The Nation's Capital has retained its position as the top performing hotel market in the country, swiftly followed by Cairns and Sydney, posting double digit RevPar growth for the first time this decade according to CBRE’s latest Australia Hotels MarketView.
CBRE Research Manager Ben Martin-Henry said RevPar (revenue per available room) increased 10.4% in the 12 months to the end of Q2, following a 5.4% increase in average daily rates and a 5.4% increase in occupancy.
“Canberra held onto the top spot as the year’s best performer, despite strong competition from Cairns and Sydney,” Mr Martin-Henry said.
“This illustrates a marked turnaround in the fortunes of a market that suffered from strong supply growth in the early part of the decade. That increased supply has now been fully absorbed and the new hotel product is having a positive impact on the market’s overall performance.”

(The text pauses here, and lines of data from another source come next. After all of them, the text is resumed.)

PR #1064, opened 2024-12-16
docs: Pure Components

dgodinez-dh:
https://deephaven.atlassian.net/browse/DOC-237


plugins/ui/docs/describing/pure_components.md
```diff
@@ -0,0 +1,116 @@
...
+    return ui.flex(cups, direction="column")
+
+
+my_tea_set1 = tea_set()
+my_tea_set2 = tea_set()
+```
+
+![local mutations](../_assets/pure_components3.png)
+
+If the `cups` variable was outside the TeaGathering function, this would be a problem. You would be changing a preexisting object by appending items to that list.
```
mofojed, line 90:
```suggestion
If the `cups` variable was outside the `tea_set` function, this would be a problem. You would be changing a preexisting object by appending items to that list.
```

plugins/ui/docs/describing/pure_components.md
```diff
@@ -0,0 +1,116 @@
...
+
+```python
+from deephaven import ui
+
+
+@ui.component
+def event_handler_example():
+    # An event handler for a button
+    def button_handler():
+        print("button pressed")
```
mofojed, line 108: In the opening paragraph of this section, you say "update the screen, start an animation, or change data", then in this example you're just printing a log message. I think it would be more powerful to match the two; either include "print a message" in the opening paragraph, or change this example to update some data.

mofojed (changes requested):
Yea I guess this is still valuable information. Interesting this section on the React docs site don't mention anything about memoization or the `PureComponent` class.

plugins/ui/docs/describing/pure_components.md
dgodinez-dh: Updated

plugins/ui/docs/describing/pure_components.md
```diff
@@ -0,0 +1,116 @@
...
+
+my_tea_set1 = tea_set()
+my_tea_set2 = tea_set()
+```
+
+![local mutations](../_assets/pure_components3.png)
+
+If the `cups` variable was outside the `tea_set` function, this would be a problem. You would be changing a preexisting object by appending items to that list.
+
+However, because you created them during the same render, no code outside of `tea_set` will be impacted by this. This a local mutation.
```
margaretkennedy, line 92:
```suggestion
However, because you created them during the same render, no code outside of `tea_set` will be impacted by this. This is a local mutation.
```

plugins/ui/docs/describing/pure_components.md
```diff
@@ -0,0 +1,116 @@
+# Pure Components
+
+A [pure function](https://en.wikipedia.org/wiki/Pure_function) returns the same value given the same arguments and has no side effects. By writing `deephaven.ui` components as pure functions, you can avoid bugs and unpredictable behavior.
+
+## Unintentional Side effects
```
margaretkennedy, line 5:
```suggestion
## Unintentional side effects
```

plugins/ui/docs/describing/pure_components.md
```diff
@@ -0,0 +1,116 @@
...
+my_tea_set2 = tea_set()
+```
+
+![side effects 2](../_assets/pure_components2.png)
+
+Now the component is pure. It returns only depends on the `guest` prop.
+
+In general, you should not expect components to be rendered in any particular order. Each component should only “think for itself”, and not attempt to coordinate with or depend upon others during rendering.
+
+## Local Mutations
```
margaretkennedy, line 63:
```suggestion
## Local mutations
```

plugins/ui/docs/describing/pure_components.md
```diff
@@ -0,0 +1,116 @@
...
+my_tea_set2 = tea_set()
+```
+
+![local mutations](../_assets/pure_components3.png)
+
+If the `cups` variable was outside the `tea_set` function, this would be a problem. You would be changing a preexisting object by appending items to that list.
+
+However, because you created them during the same render, no code outside of `tea_set` will be impacted by this. This a local mutation.
+
+## Intentional Side Effects
```
margaretkennedy, line 94:
```suggestion
## Intentional side effects
```

plugins/ui/docs/describing/pure_components.md
```diff
@@ -0,0 +1,116 @@
...
+
+While the rendering process must remain pure, at some point, something needs to change. You may need to print a message, update the screen, start an animation, or change data. These changes are called side effects. These things need to happen on the side rather than during rendering.
```
margaretkennedy, line 96:
```suggestion
While the rendering process must remain pure, at some point, something needs to change. You may need to print a message, update the screen, start an animation, or change data. These changes are called side effects. They must happen on the side rather than during rendering.
```

plugins/ui/docs/describing/pure_components.md
```diff
@@ -0,0 +1,116 @@
...
+    def button_handler():
+        print("button pressed")
+
+    return ui.button("button", on_press=button_handler)
+
+
+my_event_handler_example = event_handler_example()
+```
+
+If an event handler is not the correct place for a certain side effect, you can place it in a [`use_effect`](../hooks/use_effect.md) hook. This tells `deephaven.ui` to execute it later, after rendering, when side affects are allowed.
```
margaretkennedy, line 116:
```suggestion
If an event handler is not the correct place for a certain side effect, you can place it in a [`use_effect`](../hooks/use_effect.md) hook. This tells `deephaven.ui` to execute it later, after rendering, when side effects are allowed.
```

plugins/ui/docs/describing/pure_components.md
```diff
@@ -0,0 +1,116 @@
+# Pure Components
+
+A [pure function](https://en.wikipedia.org/wiki/Pure_function) returns the same value given the same arguments and has no side effects. By writing `deephaven.ui` components as pure functions, you can avoid bugs and unpredictable behavior.
```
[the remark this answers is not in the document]
dgodinez-dh: It is part of the definition that it has no side effect. If you write a function with side effects, then you have not written a pure function.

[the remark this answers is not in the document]
margaretkennedy: I'm reading as an English person and not a programmer - you can dismiss my comment.

mofojed (approved):

margaretkennedy (approved):

PR #1069, opened 2024-12-18
feat: delta updates

### LINKED ISSUE #123: Handle document delta updates sent from the server

wusteven815:
- Closes #123 
  - Generates and sends a JSON Patch ([RFC 6902](https://datatracker.ietf.org/doc/html/rfc6902)) instead of the entire document
  - Diffs between new and old React objects to preserve unchanged old ones


plugins/ui/setup.cfg
```diff
@@ -28,6 +28,7 @@ install_requires =
     deephaven-core>=0.37.0
     deephaven-plugin>=0.6.0
     json-rpc
+    pyjsonpatch
```
mofojed, line 31: We should pin json-rpc and pyjsonpatch. Right now if either of these libraries update with a breaking change, users with new installs may not work correctly.

```suggestion
    json-rpc>=1.15.0
    pyjsonpatch>=0.1.1
```

Docs on compatible release notation: https://peps.python.org/pep-0440/#compatible-release

plugins/ui/src/js/src/widget/WidgetHandler.tsx
```diff
@@ -250,6 +271,93 @@ function WidgetHandler({
...
+      }
+      if (Array.isArray(oldObj) !== Array.isArray(newObj)) {
+        return { changed: true, obj: newObj };
+      }
+
+      // For object nodes
+      if (
+        'connection' in newObj &&
+        'fetched' in newObj &&
+        'ticket_0' in newObj
```
mofojed, line 319: This is a little sketchy

plugins/ui/src/js/src/widget/WidgetHandler.tsx
```diff
@@ -258,15 +366,25 @@ function WidgetHandler({
...
-        async (params: [string, string]) => {
-          log.debug2(METHOD_DOCUMENT_UPDATED, params);
-          const [documentParam, stateParam] = params;
-          const newDocument = parseDocument(documentParam);
+        METHOD_DOCUMENT_PATCHED,
+        async (params: [Operation[], string]) => {
+          log.debug2(METHOD_DOCUMENT_PATCHED, params);
+          const [patch, stateParam] = params;
+
+          applyPatch(uiDomRef.current, patch);
```
mofojed, line 374: Ideally what we should do is only traverse the patch itself to know which elements have changed/need updates - rather than applying the patch and diffing afterwards. I think this can be achieved by iterating through the patch and using [`applyOperation`](https://www.npmjs.com/package/fast-json-patch#function-applyoperationtdocument-t-operation-operation-validateoperation-boolean--validatort--false-mutatedocument-boolean--true-banprototypemodifications-boolean--true-index-number--0-operationresultt) instead of `applyPatch`.
I think we can _also_ look at the value in the patch, and check if it's an object/element node or whatever, and replace that value _before_ we actually call `applyOperation`.
Then in the returned result, take a look at `removed` for any objects we may need to cleanup/close.

plugins/ui/src/js/src/widget/WidgetHandler.tsx
```diff
@@ -73,6 +76,9 @@ function WidgetHandler({
   initialData: initialDataProp,
 }: WidgetHandlerProps): JSX.Element | null {
   const { widget, error: widgetError } = useWidget(widgetDescriptor);
+  const uiDomRef = useRef({});
+  const reactDomRef: any = useRef(null); // eslint-disable-line @typescript-eslint/no-explicit-any
+  const reactDomNewRef: any = useRef(null); // eslint-disable-line @typescript-eslint/no-explicit-any
```
mofojed, line 81: We shouldn't need to use `any` here - may need to add typing to the `parseDocumentFromObject` and use that typing for these.

mofojed (changes requested):

wusteven815:
Here's the example I use to test around delta updates:
```python
from deephaven import ui,empty_table
from random import randint
from time import time

counter = 0
_tables = []
for i in range(10):
    _tables.append(empty_table(i).update(f"X{i}=i"))

@ui.component
def delta_test():
    global counter
    items, set_items = ui.use_state([])
    i1, seti1 = ui.use_state(0)
    i2, seti2 = ui.use_state(0)
    colour, set_colour = ui.use_state([255, 255, 255])

    def handle_add():
        global counter
        num = counter
        set_items([*items, ui.button(f"{num}", on_press=lambda: print(num)), ui.table(_tables[num], width="80px")])
        counter += 1

    def handle_swap():
        items[i1], items[i2] = items[i2], items[i1]
        set_items([*items])

    return [
        ui.flex(
            ui.button("Add", on_press=handle_add),
            ui.button("Delete", on_press=lambda: set_items([*items[:-1]])),
            ui.button("Swap", on_press=handle_swap),
            ui.text_field(value=i1, on_change=lambda x: seti1(int(x)), width="80px"),
            ui.text_field(value=i2, on_change=lambda x: seti2(int(x)), width="80px"),
            ui.button("Colour", on_press=lambda: set_colour([randint(0, 255), randint(0, 255), randint(0, 255)])),
            ui.view(width="80px", background_color=f"rgb({colour[0]}, {colour[1]}, {colour[2]})",  key="test"),
            max_height="32px"
        ),
        ui.flex(*items, direction="row", flex_grow=1),
    ]

my_delta = delta_test()
```

plugins/ui/src/deephaven/ui/object_types/ElementMessageStream.py
```diff
@@ -464,18 +466,19 @@ def _send_document_update(
             logger.error("Stream is closed, cannot render document")
             sys.exit()
 
-        # TODO(#67): Send a diff of the document instead of the entire document.
         encoder_result = self._encoder.encode_node(root)
         encoded_document = encoder_result["encoded_node"]
         new_objects = encoder_result["new_objects"]
         callable_id_dict = encoder_result["callable_id_dict"]
 
+        document = json.loads(encoded_document)
```
mattrunyon, line 474: We should see if we can do this before the node is stringified. Or is this necessary? Just don't want an unnecessary stringify -> parse -> stringify on the server

plugins/ui/src/js/src/widget/WidgetHandler.test.tsx
```diff
@@ -3,12 +3,13 @@ import { act, render } from '@testing-library/react';
...
 import { dh } from '@deephaven/jsapi-types';
 import { TestUtils } from '@deephaven/test-utils';
+import { Operation } from 'fast-json-patch';
 import WidgetHandler, { WidgetHandlerProps } from './WidgetHandler';
 import { DocumentHandlerProps } from './DocumentHandler';
 import {
   makeWidget,
   makeWidgetDescriptor,
-  makeWidgetEventDocumentUpdated,
+  makeWidgetEventDocumentPatched,
```
mattrunyon, line 12: Idk if it's worth changing the name of this event on client/server from update to patch. Update seems fine still. Just reduces the size of the PR since there is no separate update action. Update might even be a clearer name to describe what is happening since patched could imply "fixed"

@mofojed thoughts? I know it's a bit pedantic and I'm fine leaving it as patch. Just thought I'd mention it

plugins/ui/src/js/src/widget/WidgetHandler.test.tsx
```diff
@@ -210,7 +213,8 @@ it('updates the initial data only when widget has changed', async () => {
   expect(sendMessage).not.toHaveBeenCalled();
 
   const widget2 = makeWidgetDescriptor();
-  const document2 = { FOO: 'BAR' };
+  const document2 = { foo: 'bar', FOO: 'BAR' };
+  const patch2: Operation[] = [{ op: 'add', path: '/FOO', value: 'BAR' }];
```
mattrunyon, line 217: We should test other operations too. I'm assuming there's remove and modify/change at least

mattrunyon (changes requested):
Didn't go too in depth on the logic as I assume some of this is going to change in a potentially significant way with a refactor

plugins/ui/src/js/src/widget/WidgetHandler.test.tsx
mofojed: I don't think it should keep the same name, as the message being sent is a different format. Since the JS and Python are packaged together, we _shouldn't_ have a mismatch, but I'm still inclined to change the name to patch just to be sure we're actually using the newest format.

mofojed:
Superceded by https://github.com/deephaven/deephaven-plugins/pull/1119

PR #1072, opened 2024-12-19
fix: Allow autodoc functions to have no parameters

jnumainville:
Fixes https://deephaven.atlassian.net/browse/DH-18247

Allows autodoc functions to have no parameters and adds better error checking for params to ensure that all expected parameters are there in a fine-tuned way.

Tested on all existing docs as well as a local `use_render_queue` doc.

### DIFF
--- a/sphinx_ext/deephaven_autodoc.py
+++ b/sphinx_ext/deephaven_autodoc.py
@@ -266,13 +266,7 @@ def extract_desc_data(node: sphinx.addnodes.desc) -> SignatureData:
             result.update(extract_content_data(child_node))
     # map all to lowercase for consistency
     function = f"{result['module_name']}{result['name']}"
-    try:
-        result["parameters"] = result.pop("Parameters")
-    except KeyError:
-        raise ValueError(
-            "Parameters missing from description. "
-            f"Verify the function description for {function} is formatted correctly."
-        )
+    result["parameters"] = result.pop("Parameters") if "Parameters" in result else []
     try:
         result["return_description"] = result.pop("Returns")
     except KeyError:
--- a/sphinx_ext/deephaven_autodoc.py
+++ b/sphinx_ext/deephaven_autodoc.py
@@ -46,7 +46,8 @@ SignatureValue = Union[str, Params]
 
 AUTOFUNCTION_COMMENT_PREFIX = "AutofunctionCommentPrefix:"
 
-UNDOCUMENTED_PARAMS = {"*"}
+# Some parameters don't need to be documented
+UNDOCUMENTED_PARAMS = {"*", "/"}
 
 
 def extract_parameter_defaults(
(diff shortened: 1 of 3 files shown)


sphinx_ext/deephaven_autodoc.py
```diff
@@ -46,31 +46,37 @@ class SignatureData(TypedDict):
 
 AUTOFUNCTION_COMMENT_PREFIX = "AutofunctionCommentPrefix:"
 
+UNDOCUMENTED_PARAMS = {"*"}
```
mofojed, line 49: I imagine this is the param that separates positional args from keyword args? May want to add `"/"` to this list as well then, that's used in a couple spots. Comment would be useful here as well.

sphinx_ext/deephaven_autodoc.py
```diff
@@ -258,21 +277,27 @@ def extract_desc_data(node: sphinx.addnodes.desc) -> SignatureData:
...
     # map all to lowercase for consistency
     function = f"{result['module_name']}{result['name']}"
-    try:
-        result["parameters"] = result.pop("Parameters")
-    except KeyError:
+
+    result["parameters"] = result.pop("Parameters") if "Parameters" in result else []
+    missing_params = missing_parameters(result["parameters"], params_expected)
+
+    if missing_params:
```
mofojed, line 295: When does this case actually get hit? I tried removing an arg from a docstring, but instead got a different error:
```
Exception occurred:
  File "/home/bender/dev/deephaven/iris-oss/deephaven-plugins/sphinx_ext/deephaven_autodoc.py", line 117, in extract_list_item
    raise ValueError(
ValueError: Could not match auto_focus (bool | None) to extract param data. Verify this parameter is documented correctly within 'Args:' with type and description.
The full traceback has been saved in /tmp/sphinx-err-0n2f4ewq.log, if you want to report the issue to the developers.
```

Not sure there's any way for this missing case to actually trigger, since the error is raised when parsing the docstring.

mofojed (changes requested):
Works for `use_render_queue`, but had a question about the error case when a function is missing parameters.

sphinx_ext/deephaven_autodoc.py
jnumainville: You're right in that this isn't going to be triggered much as is.
This did catch that we had `*children` documented as `children` in a couple of docs. This also would grab `kwargs` if it should be `**kwargs`. I think what's happening is sphinx autodocing will match, for example, `*children` up to `children` no problem. How `hildren` is of a matter of opinion I suppose, but it does make sure we're consistent.

sphinx_ext/deephaven_autodoc.py
jnumainville: Done

sphinx_ext/deephaven_autodoc.py
jnumainville: Since that should be the only case hit I narrowed down the error message.

mofojed (approved):

PR #1207, opened 2020-05-07
Correctly encode path segments when requesting from RESTBase.

dbrant:


cooltey:
New commit looks good to me. I'll just merge it. @sharvaniharan Please reply to this ticket if you see anything works incorrectly.

PR #1209, opened 2020-05-07
Combine API calls for getting image tags

cooltey:
This returns the image tags in the `HashMap` format.

```
{en=[Exotic Shorthair, house cat]}
```


cooltey:
Pending discussion: the `pageid` will be empty if we get `imageinfo` from `*.wikipedai.org`.

app/src/main/java/org/wikipedia/dataclient/wikidata/Claims.java
```diff
@@ -0,0 +1,63 @@
...
+import org.wikipedia.dataclient.mwapi.MwResponse;
+import org.wikipedia.json.PostProcessingTypeAdapter;
+
+import java.util.Collections;
+import java.util.List;
+import java.util.Map;
+
+@SuppressWarnings("unused")
+public class Claims extends MwResponse implements PostProcessingTypeAdapter.PostProcessable {
+    @Nullable private Map<String, List<Claim>> claims;
```
dbrant, line 18: Don't need to implement `PostProcessable` here.

app/src/main/java/org/wikipedia/commons/ImageTagsProvider.kt
```diff
@@ -0,0 +1,38 @@
...
+    fun getImageTagsObservable(pageId: String, langCode: String): Observable<Map<String, List<String>>> {
+        return ServiceFactory.get(WikiSite(Service.COMMONS_URL)).getClaims("M$pageId")
+                .subscribeOn(Schedulers.io())
+                .flatMap { claims ->
+                    val depicts = claims.claims()["P180"]
+                    val ids = mutableListOf<String?>()
+                    depicts?.forEach {
+                        ids.add(it.mainSnak?.dataValue?.value?.id)
+                    }
+                    ServiceFactory.get(WikiSite(Service.WIKIDATA_URL)).getWikidataLabels(ids.joinToString(separator = "|"), langCode)
```
dbrant, line 20: This will send a request to Wikidata even if the `depicts` list is empty. Can we return a dummy observable from here if the list is empty?

app/src/main/java/org/wikipedia/commons/ImageTagsProvider.kt
```diff
@@ -0,0 +1,38 @@
...
+
+import io.reactivex.Observable
+import io.reactivex.schedulers.Schedulers
+import org.wikipedia.dataclient.Service
+import org.wikipedia.dataclient.ServiceFactory
+import org.wikipedia.dataclient.WikiSite
+import java.util.*
+
+object ImageTagsProvider {
+    fun getImageTagsObservable(pageId: String, langCode: String): Observable<Map<String, List<String>>> {
```
dbrant, line 11: `pageId` should be a `Long`.

app/src/main/java/org/wikipedia/dataclient/wikidata/Claims.java
cooltey: Done

app/src/main/java/org/wikipedia/commons/ImageTagsProvider.kt
cooltey: I check the `pageId` in `MwQueryPage`, it is a `int` type. Can we use that?

app/src/main/java/org/wikipedia/commons/ImageTagsProvider.kt
cooltey: Sure!

PR #1210, opened 2020-05-07
Return entire result of pageViews 

sharvaniharan:
If we return the entire result, we can process it however we want when we use this.
Will help : https://app.zeplin.io/project/57a120b91998d8977642a238/screen/5eb0309f4913f81a5fb9b31f

### DIFF
--- a/app/src/main/java/org/wikipedia/suggestededits/SuggestedEditsUserStats.kt
+++ b/app/src/main/java/org/wikipedia/suggestededits/SuggestedEditsUserStats.kt
@@ -41,7 +41,7 @@ object SuggestedEditsUserStats {
                 }
     }
 
-    fun getPageViewsObservable(): Observable<Long> {
+    fun getPageViewsObservable(): Observable<Array<Any?>> {
         val qLangMap = HashMap<String, HashSet<String>>()
         return ServiceFactory.get(WikiSite(Service.WIKIDATA_URL)).getUserContributions(AccountUtil.getUserName()!!, 10)
                 .subscribeOn(Schedulers.io())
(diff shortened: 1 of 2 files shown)


app/src/main/java/org/wikipedia/suggestededits/SuggestedEditsUserStats.kt
```diff
@@ -41,7 +41,7 @@ object SuggestedEditsUserStats {
                 }
     }
 
-    fun getPageViewsObservable(): Observable<Long> {
+    fun getPageViewsObservable(): Observable<Array<Any?>> {
```
cooltey, line 44: Maybe we can make this method to `private` and rename it to `getPageViewsObservableList`, and let it returns `ArrayList<Observable<MwQueryResponse>>`

app/src/main/java/org/wikipedia/suggestededits/SuggestedEditsUserStats.kt
```diff
@@ -115,7 +115,7 @@ object SuggestedEditsUserStats {
                                 }
                             }
                         }
-                        totalPageViews
+                        resultList
```
cooltey, line 118: Since the logic above will be used somewhere, it would be better if we can create two public methods:

`getPageViewsObservable` which keeps our existing logic.
`getPageViewsListObservable` which can be use in the contribution screen.

sharvaniharan:
@cooltey I think i will close this for now, because it makes sense for me to make the pageview call myself on the contributions screen than call this, because I make all the apis in the chain anyway, and this will be a repetition.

CBRE’s ACT Managing Director Michael Heather said the results aligned with fast growth in the broader ACT economy.
“The economy is being fueled by strong job and population growth as well as major infrastructure projects such as the Light Rail, which look to be having positive spin-offs for the city’s hotel operators,” Mr Heather said.
“These nation leading results also follow the commencement late last year of the first direct international flights to Canberra from Singapore and Wellington.”
At a national level, CBRE’s MarketView highlights that Cairns has been the strongest performing leisure market, despite decreases in domestic visitation which have slowed occupancy increases.
There has also been some positive news for Brisbane and Darwin, with both markets recording small increases in occupancy rates. However, this was not enough to halt the decline in room rates in both cities.
Mr Martin-Henry said the Melbourne market remained flat, with minimal increases in room rates and occupancy. This was in direct contrast to Sydney, which continued to post strong growth.
On the investment front, CBRE Hotels National Director Wayne Bunz said the report highlighted that just over $600 million in hotel transactions were completed in the first half of 2017 – the lowest level since 2014.
“The hotel markets in major hubs such as Sydney and Melbourne remain tightly held, so it is unsurprising that transaction volumes have been muted compared to previous years,” Mr Bunz said.
“Owners have been unwilling to park with prized assets, despite a strong appetite from investors to increase their hotel holdings, and this trend is unlikely to change in the second half of 2017.”
Mr Bunz said the lack of available investment stock was helping to fuel interest in development opportunities, providing an entry point for buyers and the opportunity to capitalise on the strength in Australia’s tourism market.
“This is particularly evident in markets such as Cairns, with applications lodged for over 400 new rooms in a city that hasn’t seen a new hotel in almost 20 years,” Mr Bunz said.